REQUIRED WORK>
All of the data below is to be output without alteration.

◆ ◆ ◆ ◆ ◆ ◆ ◆

PR #119, opened 2023-03-27
Provide multiple OVMF Builds in varying fd sizes

monkz:
This should enable lxd to switch VMs with secure boot to bigger FD sizes, as it is required for some Windows installations to load more into nvram.

### DIFF
--- a/snapcraft.yaml
+++ b/snapcraft.yaml
@@ -288,55 +288,100 @@ parts:
       git config user.email "noreply@linuxcontainers.org"
       git config user.name "LXD snap builder"
     override-build: |-
-      [ "$(uname -m)" != "x86_64" ] && [ "$(uname -m)" != "aarch64" ] && exit 0
+      OVMF_TARGET_DIRECTORY="${CRAFT_PART_INSTALL}/share/qemu/"
+      CLEAN_AFTER_BUILD=true
+      IFS='' read -r DEFAULT_BUILD_FLAGS << EOF1
+              -DSMM_REQUIRE=TRUE \
+              -DSECURE_BOOT_ENABLE=TRUE \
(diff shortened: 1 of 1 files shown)


monkz:
Sorry #118 auto closed because of git clean up mistake.

This PR is now ready. I tested the resulting snap with a modified lxd version that detects the nvram file and chooses the correct OVMF_CODE.

Corresponding lxd PR is https://github.com/lxc/lxd/pull/11515

stgraber:
Concept looks good. I'd just want to stay away from bashisms as there's no guarantee that snapcraft will run through bash and in general we tend to keep all our shell code to basic POSIX shell.

In this case, the way I'd have done it is by defining functions. In the edk2 part, you'd want a function that's something like `build_edk2 <target> <extra build flags>...` and then call it once as `build_edk2 /path/to/OVMF_CODE.bin -DFD_SIZE_2MB` and once as `build_edk2 /path/to/OVMF_CODE.4MB.bin -DFD_SIZE_4MB` with the 4MB call being conditional on us running on x86_64.

Same deal for the SecureBoot variables, you'd want a function which kinda looks like `build_vars /path/to/OVMF_CODE.bin /path/to/OVMF_VARS.bin`.

Effectively the same result but without needing to use loops or deal with bashisms.

monkz:
Removed the loops  and added the signed-off

stgraber:
I've taken that branch and made a variation on it as part of work I'm doing to enable CSM too.

The resulting will be 3 firmware builds:
 - Regular 2MB
 - Regular 4MB
 - CSM 4MB

I'm now working on the LXD side of it, also re-using some of the work you've done on that side but also adding all the more complex plumbing needed to handle CSM correctly.

monkz:
Thank you.

PR #120, opened 2023-03-29
snapcraft: add libSegFault.so to the prime step

mihalicyn:
My previous fix (https://github.com/lxc/lxd-pkg-snap/pull/116) was insufficient, unfortunately.
Let's add libSegFault.so to the prime step and adjust path to it in LD_PRELOAD env variable.


mihalicyn:
cc @simondeziel

simondeziel (approved):

PR #123, opened 2023-06-23
daemon.start: Fix reading from files under /proc

simondeziel:
dash's `read` implementation only reads 1 byte
from files under /proc, see:

https://bugs.debian.org/cgi-bin/bugreport.cgi?bug=595063

This is a partial revert of commit 7afc0bc.


simondeziel:
@stgraber this is ready for review, thanks!

PR #127, opened 2023-07-07
github: Tweak SSH integration with Launchpad

simondeziel:
This essentially hardcodes the expected key for git.launchpad.net meaning that it will stop working if it's ever changed. This is however the price to pay to have it's authenticity checked.


tomponline:
@simondeziel please can you open a PR for this against latest-candidate too

PR #273, opened 2024-01-22
snapcraft: make bios-256k.bin optional at prime step

mihalicyn:
Unfortunately, we have to use this hack to make armhf/riscv builds to succeed, as on these two architectures we don't support QEMU at all. But prime step is still being executed which makes a whole snap build to fail [1], [2].

Also, let's always use bios-256k.bin SeaBIOS from the seabios package instead of from the QEMU tree.

[1] https://launchpadlibrarian.net/710544674/buildlog_snap_ubuntu_jammy_armhf_lxd-latest-edge_BUILDING.txt.gz
[2] https://launchpadlibrarian.net/710258725/buildlog_snap_ubuntu_jammy_riscv64_lxd-latest-edge_BUILDING.txt.gz

### DIFF
--- a/snapcraft.yaml
+++ b/snapcraft.yaml
@@ -875,6 +875,11 @@ parts:
 
       set +ex
       craftctl default
+
+      set -ex
+      # we don't want to take this file from the qemu tree, but instead from the seabios package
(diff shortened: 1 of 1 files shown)


tomponline (approved):
Thanks!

◆ ◆ ◆ ◆ ◆ ◆ ◆

SOLUTION TO THE EXERCISE>
PR #119, opened 2023-03-27
Provide multiple OVMF Builds in varying fd sizes

monkz:
This should enable lxd to switch VMs with secure boot to bigger FD sizes, as it is required for some Windows installations to load more into nvram.

### DIFF
--- a/snapcraft.yaml
+++ b/snapcraft.yaml
@@ -288,55 +288,100 @@ parts:
       git config user.email "noreply@linuxcontainers.org"
       git config user.name "LXD snap builder"
     override-build: |-
-      [ "$(uname -m)" != "x86_64" ] && [ "$(uname -m)" != "aarch64" ] && exit 0
+      OVMF_TARGET_DIRECTORY="${CRAFT_PART_INSTALL}/share/qemu/"
+      CLEAN_AFTER_BUILD=true
+      IFS='' read -r DEFAULT_BUILD_FLAGS << EOF1
+              -DSMM_REQUIRE=TRUE \
+              -DSECURE_BOOT_ENABLE=TRUE \
(diff shortened: 1 of 1 files shown)


monkz:
Sorry #118 auto closed because of git clean up mistake.

This PR is now ready. I tested the resulting snap with a modified lxd version that detects the nvram file and chooses the correct OVMF_CODE.

Corresponding lxd PR is https://github.com/lxc/lxd/pull/11515

stgraber:
Concept looks good. I'd just want to stay away from bashisms as there's no guarantee that snapcraft will run through bash and in general we tend to keep all our shell code to basic POSIX shell.

In this case, the way I'd have done it is by defining functions. In the edk2 part, you'd want a function that's something like `build_edk2 <target> <extra build flags>...` and then call it once as `build_edk2 /path/to/OVMF_CODE.bin -DFD_SIZE_2MB` and once as `build_edk2 /path/to/OVMF_CODE.4MB.bin -DFD_SIZE_4MB` with the 4MB call being conditional on us running on x86_64.

Same deal for the SecureBoot variables, you'd want a function which kinda looks like `build_vars /path/to/OVMF_CODE.bin /path/to/OVMF_VARS.bin`.

Effectively the same result but without needing to use loops or deal with bashisms.

monkz:
Removed the loops  and added the signed-off

stgraber:
I've taken that branch and made a variation on it as part of work I'm doing to enable CSM too.

The resulting will be 3 firmware builds:
 - Regular 2MB
 - Regular 4MB
 - CSM 4MB

I'm now working on the LXD side of it, also re-using some of the work you've done on that side but also adding all the more complex plumbing needed to handle CSM correctly.

monkz:
Thank you.

PR #120, opened 2023-03-29
snapcraft: add libSegFault.so to the prime step

mihalicyn:
My previous fix (https://github.com/lxc/lxd-pkg-snap/pull/116) was insufficient, unfortunately.
Let's add libSegFault.so to the prime step and adjust path to it in LD_PRELOAD env variable.


mihalicyn:
cc @simondeziel

simondeziel (approved):

PR #123, opened 2023-06-23
daemon.start: Fix reading from files under /proc

simondeziel:
dash's `read` implementation only reads 1 byte
from files under /proc, see:

https://bugs.debian.org/cgi-bin/bugreport.cgi?bug=595063

This is a partial revert of commit 7afc0bc.


simondeziel:
@stgraber this is ready for review, thanks!

PR #127, opened 2023-07-07
github: Tweak SSH integration with Launchpad

simondeziel:
This essentially hardcodes the expected key for git.launchpad.net meaning that it will stop working if it's ever changed. This is however the price to pay to have it's authenticity checked.


tomponline:
@simondeziel please can you open a PR for this against latest-candidate too

PR #273, opened 2024-01-22
snapcraft: make bios-256k.bin optional at prime step

mihalicyn:
Unfortunately, we have to use this hack to make armhf/riscv builds to succeed, as on these two architectures we don't support QEMU at all. But prime step is still being executed which makes a whole snap build to fail [1], [2].

Also, let's always use bios-256k.bin SeaBIOS from the seabios package instead of from the QEMU tree.

[1] https://launchpadlibrarian.net/710544674/buildlog_snap_ubuntu_jammy_armhf_lxd-latest-edge_BUILDING.txt.gz
[2] https://launchpadlibrarian.net/710258725/buildlog_snap_ubuntu_jammy_riscv64_lxd-latest-edge_BUILDING.txt.gz

### DIFF
--- a/snapcraft.yaml
+++ b/snapcraft.yaml
@@ -875,6 +875,11 @@ parts:
 
       set +ex
       craftctl default
+
+      set -ex
+      # we don't want to take this file from the qemu tree, but instead from the seabios package
(diff shortened: 1 of 1 files shown)


tomponline (approved):
Thanks!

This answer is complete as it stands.